Because last week was the anniversary of my grandmother's death and because I am in nearing the end of a draft on a story set in New Orleans, I've got family on the brain. In part, because my mother's family is from the south. And in part because both in the story I'm finishing and in my life, family plays a complicated role.
This photo at right is of my grandfather Watson. He's the man on the right, in the suit and tie. This is in Arkansas, taken just after a church meeting. I have no notion of the year. Of all my family ties, my relationship with him was one of the least complicated. He and my grandmother both believed that my sister and I could do no wrong. We had an advantage, having both been born in Alaska, so far away form either set of grandparents. I met my maternal grandparents for the first time with I was five. I think they thought they had five years of spoiling to make up for. They were lovely people who accepted me without question and without fail, simply because I was their daughter's daughter.
But you know, they had six children. And those six children all had children. Some divorced, remarried and had still more children. By the time I'd come along, some of those children had married and started having children. That's a lot of people to have in the house at Thanksgiving. It's also a lot of people with a lot of different opinions, some diametrically opposed to my own. There are interdependencies and drama and accusations of terrible things. Dynamics of love and jealousy, rivalry and kinship are etched deep into the people who make up the family. We are mostly Scots/Irish and in the south, the clan identity never quite gave way. Your blood is your tribe for good or for ill. In reality, it's both. We have a body of stories in this part of my family - stories like Four Brothers Come to America and Marry Four Brothers. It was a headline in a local paper when a many times great grandfather arrived from Scotland. He and his brothers married four sisters whose last name was Brothers. When the Civil War came around, the entire line died out save for one lone boy who'd been too young to enlist. These make up a huge portion of our identity on Mom's side of the family. They're intertwined with the complicated side - like the occasional display of bigotry. I don't get to embrace one and ignore the other. They are part and messy parcel of the family.

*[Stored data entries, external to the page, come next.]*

PR #60, opened 2020-01-22
enable service address to service name translation

### LINKED ISSUE #48: Translate service IPs to service names
Similar to how we map IP addresses to domain and pod names, we should also map service IPs to the Kubernetes service name. The necessary changes in Cilium have already been done ( https://github.com/cilium/cilium/pull/9554 https://github.com/cilium/cilium/pull/9574), what still remains are the necessary changes in Hubble.

Suggested steps:

1. Extend our [Cilium client](https://github.com/cilium/hubble/blob/299831f3608cdcff0ebc79697d0a645f168e5ead/pkg/cilium/client/client.go) to fetch the services from the Cilium API
2. Initialize a service cache from the Cilium API (`/v1/service/`)
3. Parse `AgentNotifyService{Upserted,Deleted}` messages (similarly to how IPCache notifications work, see [serve.go](https://github.com/cilium/hubble/blob/299831f3608cdcff0ebc79697d0a645f168e5ead/cmd/serve/serve.go#L390) and [ipcache.go](https://github.com/cilium/hubble/blob/299831f3608cdcff0ebc79697d0a645f168e5ead/pkg/server/ipcache.go)), in-cooperate updates into the service cache
4. Use the service cache in both the `threefour` and `seven` parser to populate the `SourceService` or `DestinationService` field
5. Extend [printer](https://github.com/cilium/hubble/blob/299831f3608cdcff0ebc79697d0a645f168e5ead/pkg/printer/printer.go#L113) to display the service name in the CLI

Rolinh:
This turns the output of `hubble observe` from this:
```
Jan 22 13:25:22.808 []: default/alpine:55822 -> 172.20.0.113:80(http) from-endpoint FORWARDED (TCP Flags: SYN)
```
To this (when ip translation is enabled):
```
Jan 22 13:25:22.808 []: default/alpine:55822 -> default/deathstar:80(http) from-endpoint FORWARDED (TCP Flags: SYN)
```
In short, the service IP is replaced by `<namespace>/<service name>`. The service port is left as it can be a useful information for whoever is observing the flow.

Note that for this feature to work, Cilium 1.7+ must be used. With Cilium <= 1.6, service addresses are simply not translated.

Closes #48

### DIFF
--- a/cmd/serve/serve.go
+++ b/cmd/serve/serve.go
@@ -45,6 +45,7 @@ import (
 	metricsAPI "github.com/cilium/hubble/pkg/metrics/api"
 	"github.com/cilium/hubble/pkg/parser"
 	"github.com/cilium/hubble/pkg/server"
+	"github.com/cilium/hubble/pkg/servicecache"
 	"github.com/gogo/protobuf/types"
 	"github.com/google/gops/agent"
 	"github.com/spf13/cobra"
@@ -237,13 +238,14 @@ func Serve(log *zap.Logger, listenClientUrls []string) error {
 
 	ipCache := ipcache.New()
 	fqdnCache := fqdncache.New()
+	serviceCache := servicecache.New()
 	endpoints := v1.NewEndpoints()
 	podGetter := &server.LegacyPodGetter{
 		PodGetter:      ipCache,
 		EndpointGetter: endpoints,
 	}
 
-	payloadParser, err := parser.New(endpoints, ciliumClient, fqdnCache, podGetter)
+	payloadParser, err := parser.New(endpoints, ciliumClient, fqdnCache, podGetter, serviceCache)
 	if err != nil {
 		return err
 	}
@@ -253,6 +255,7 @@ func Serve(log *zap.Logger, listenClientUrls []string) error {
 		endpoints,
 		ipCache,
 		fqdnCache,
+		serviceCache,
 		payloadParser,
 		int(maxFlows),
 	)
@@ -397,6 +400,9 @@ func consumeMonitorEvents(s *server.ObserverServer, conn net.Conn, version liste
 	ipCacheEvents := make(chan monitorAPI.AgentNotify, 100)
 	s.StartMirroringIPCache(ipCacheEvents)
 
+	serviceEvents := make(chan monitorAPI.AgentNotify, 100)
+	s.StartMirroringServiceCache(serviceEvents)
+
 	getParsedPayload, err := getMonitorParser(conn, version)
 	if err != nil {
 		return err
@@ -426,10 +432,12 @@ func consumeMonitorEvents(s *server.ObserverServer, conn net.Conn, version liste
 				monitorAPI.AgentNotifyEndpointRegenerateSuccess,
 				monitorAPI.AgentNotifyEndpointDeleted:
 				endpointEvents <- an
-			case monitorAPI.AgentNotifyIPCacheUpserted:
+			case monitorAPI.AgentNotifyIPCacheUpserted,
+				monitorAPI.AgentNotifyIPCacheDeleted:
 				ipCacheEvents <- an
-			case monitorAPI.AgentNotifyIPCacheDeleted:
-				ipCacheEvents <- an
+			case monitorAPI.AgentNotifyServiceUpserted,
+				monitorAPI.AgentNotifyServiceDeleted:
+				serviceEvents <- an
 			}
 		case monitorAPI.MessageTypeAccessLog:
 			// TODO re-think the way this is being done. We are dissecting/
--- a/pkg/parser/getters/getters.go
+++ b/pkg/parser/getters/getters.go
@@ -17,9 +17,11 @@ package getters
 import (
 	"net"
 
-	"github.com/cilium/cilium/api/v1/models"
+	pb "github.com/cilium/hubble/api/v1/flow"
 	v1 "github.com/cilium/hubble/pkg/api/v1"
 	"github.com/cilium/hubble/pkg/ipcache"
+
+	"github.com/cilium/cilium/api/v1/models"
 )
 
 // DNSGetter ...
@@ -45,4 +47,10 @@ type IdentityGetter interface {
 type IPGetter interface {
 	// GetIPIdentity fetches information known about a remote IP.
 	GetIPIdentity(ip net.IP) (identity ipcache.IPIdentity, ok bool)
+}
+
+// ServiceGetter fetches service metadata.
+type ServiceGetter interface {
+	GetServiceByAddr(ip net.IP, port uint16) (service pb.Service, ok bool)
+	GetServiceByID(id int64) (service pb.Service, ok bool)
 }
--- a/pkg/parser/seven/parser.go
+++ b/pkg/parser/seven/parser.go
@@ -39,13 +39,14 @@ import (
 
 // Parser is a parser for L7 payloads
 type Parser struct {
-	cache     *lru.Cache
-	dnsGetter getters.DNSGetter
-	ipGetter  getters.IPGetter
+	cache         *lru.Cache
+	dnsGetter     getters.DNSGetter
+	ipGetter      getters.IPGetter
+	serviceGetter getters.ServiceGetter
 }
 
 // New returns a new L7 parser
-func New(dnsGetter getters.DNSGetter, ipGetter getters.IPGetter, opts ...options.Option) (*Parser, error) {
+func New(dnsGetter getters.DNSGetter, ipGetter getters.IPGetter, serviceGetter getters.ServiceGetter, opts ...options.Option) (*Parser, error) {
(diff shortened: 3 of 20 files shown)


pkg/parser/seven/parser.go
```diff
@@ -123,11 +125,22 @@ func (p *Parser) Decode(payload *pb.Payload, decoded *pb.Flow) error {
 		}
 	}
 
+	l4, sourcePort, destinationPort := decodeLayer4(r.TransportProtocol, sourceEndpoint, destinationEndpoint)
```
gandro: nit: Is there a reason you chose `int` for the port number?

To my knowledge, there is no case where a port would not fit into 16 bits and Cilium always sends a uint16 anyways. I think it would save you a few casts if the ports returned here were `uint16` and `ServiceGetter.GetServiceByAddr()` would take a `uint16` as well.

pkg/parser/threefour/parser.go
```diff
@@ -259,6 +273,7 @@ func decodeLayers(packet *packet) (
 	ip *pb.IP,
 	l4 *pb.Layer4,
 	sourceIP, destinationIP net.IP,
+	sourcePort, destinationPort uint32,
```
gandro: nit: Same as above, I would prefer `uint16`.

pkg/printer/printer_test.go
```diff
@@ -142,27 +142,25 @@ func Test_getHostNames(t *testing.T) {
...
 		f *pb.Flow
 	}
+	type want struct {
+		src, dst string
+	}
 	tests := []struct {
-		name  string
-		args  args
-		want  string
-		want1 string
```
gandro: Nice catch! Thanks for cleaning this up!

pkg/server/service.go
```diff
@@ -0,0 +1,104 @@
...
+			if err := s.fetchServiceCache(); err != nil {
+				s.log.Error("Failed to fetch service cache from Cilium", zap.Error(err))
+			}
+			refresh.Reset(serviceCacheInitRetryInterval)
+		case an, ok := <-serviceEvents:
+			if !ok {
+				return
+			}
+			// Initially we might see stale updates that were enqued before we
+			// initialized the ipcache. Once we see the first applicable update
```
gandro: nit: Comment still mentions `ipcache`.

pkg/server/service.go
```diff
@@ -0,0 +1,104 @@
...
+			// though, all subsequent updates must be applicable as well.
+			updated := s.processServiceEvent(an)
+			switch {
```
gandro: While I added this "is caught up" logic initially originally in `ipcache.go` myself, I'm honestly not sure if it carries its weight, especially for the service cache which has immutable service IDs (which the IP cache apparently doesn't have). Feel free to just remove it if you feel the same.

pkg/servicecache/service_cache.go
```diff
@@ -0,0 +1,174 @@
...
+		cache: map[string]*entry{},
+	}
+}
+
+type entry struct {
+	ID           int64
+	Name         string
+	Namespace    string
+	FrontendIP   net.IP
+	FrontendPort int
```
gandro: nit: Same as above, I think `FrontendPort` can be `uint16`.

pkg/parser/getters/getters.go
```diff
@@ -46,3 +48,9 @@ type IPGetter interface {
 	// GetIPIdentity fetches information known about a remote IP.
 	GetIPIdentity(ip net.IP) (identity ipcache.IPIdentity, ok bool)
 }
+
+// ServiceGetter fetches service metadata.
+type ServiceGetter interface {
+	GetServiceByAddr(ip net.IP, port int) (service pb.Service, ok bool)
+	GetServiceByID(id int64) (service pb.Service, ok bool)
```
gandro: nit: This function seems unused - did you have a future use for in mind?

pkg/servicecache/service_cache.go
```diff
@@ -0,0 +1,174 @@
...
+
+	pb "github.com/cilium/hubble/api/v1/flow"
+
+	"github.com/cilium/cilium/api/v1/models"
+)
+
+// ServiceCache is a cache of existing services.
+type ServiceCache struct {
+	mu    sync.RWMutex
+	cache map[string]*entry
```
gandro: nit: Have you considered using two maps, e.g.:

```go
// index by numerical id
servicesByID map[int64]*entry
// index by frontend "<ip>:<port>"
servicesByAddr map[string]*entry
```

It would save you at the `genIDKey` function.

cmd/serve/serve.go
```diff
@@ -426,10 +432,12 @@ func consumeMonitorEvents(s *server.ObserverServer, conn net.Conn, version liste
 				monitorAPI.AgentNotifyEndpointRegenerateSuccess,
 				monitorAPI.AgentNotifyEndpointDeleted:
 				endpointEvents <- an
-			case monitorAPI.AgentNotifyIPCacheUpserted:
-				ipCacheEvents <- an
-			case monitorAPI.AgentNotifyIPCacheDeleted:
+			case monitorAPI.AgentNotifyIPCacheUpserted,
```
gandro: Good catch!

pkg/servicecache/service_cache.go
Rolinh: My initial implementation was using 2 maps but it turns out this was turning the process of writing tests into an even more painful experience as you always have to assert equality of two maps instead of just one within the tests. For the negligible overhead that the `genIDKey` function brings, I thought that it was a good trade-off to use only one map instead.

pkg/parser/getters/getters.go
Rolinh: Not really. I thought I would need to use it at some point but it turns out than it wasn't necessary and I just left the code there as it was already implemented/tested.
I think that in a way, it makes it clear that you can retrieve a service in the cache either by address or by ID but if you prefer, I have no strong feelings about removing it.

pkg/servicecache/service_cache.go
gandro: Sounds good to me!

pkg/parser/getters/getters.go
gandro: Sounds good, let's leave it in. :+1:

pkg/parser/seven/parser.go
Rolinh: The reason I picked `int` is because Go's [`net`](https://golang.org/pkg/net/) package uses `int` for port. However, I can change it to `uint16`. Note though that I have seen `uint32` being used for the port in the codebase as well. On a 64-bit platform, `int` defaults to `int64` and thus `uint32` can fit into. However, if I change from `int` to `uint16` as you suggest, we can in theory run into problems with `uint32` ports.

gandro: Ah! The `uint32` is due to  protobuf not having any 16bit integer types - I ideally we would have used `uint16` there as well, but we opted for uint32 instead: https://developers.google.com/protocol-buffers/docs/proto#scalar

 I leave it up to you if you want to change it. The Cilium service implementation itself is uses uint16 quite extensively, so using a `uint16` is basically guaranteed to be sufficient for the foreseeable future.

pkg/server/service.go
Rolinh: Nice catch!

pkg/parser/seven/parser.go
Rolinh: I wasn't aware of this protobuf limitation and it looks like `uint16` is used consistently for port outside of code interacting with protobuf. I'll make the change to `uint16` then.

michi-covalent:
lgtm!

pkg/parser/seven/parser.go
gandro: Awesome, thanks!!

pkg/servicecache/service_cache.go
```diff
@@ -0,0 +1,174 @@
...
+	ID           int64
+	Name         string
+	Namespace    string
+	FrontendIP   net.IP
+	FrontendPort uint16
+}
+
+// GetServiceByAddr retrieves a service from the cache given its frontend IP
+// and port. If the service was found in the cache, ok is true.
+func (svcc *ServiceCache) GetServiceByAddr(ip net.IP, port uint16) (service pb.Service, ok bool) {
```
glibsm: style-wise, these are usually just one char

pkg/servicecache/service_cache.go
```diff
@@ -0,0 +1,174 @@
...
+}
+
+// New creates a new empty ServiceCache.
+func New() *ServiceCache {
+	return &ServiceCache{
+		cache: map[string]*entry{},
+	}
+}
+
+type entry struct {
```
glibsm: why does this un-exported struct have a bunch of exported members? usually that is only a pattern for (un)marshaling data from other formats (reflect requires public vars)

And I'm not here to get up on a soapbox about anything. What I want is to have this complex, sometimes maddening, but ultimately loving and fertile ground woven into the story I'm finishing because it so defines the Southern experience and I suspect a big portion of the Civil War - in that it sundered families, both from an ideological stand point and from the stand point that so many men died. The heroine of the story is already an orphan. She has no idea who she is. But she knows family. Crazy, maddening, loving and protective family. She'll do anything to protect them. Anything.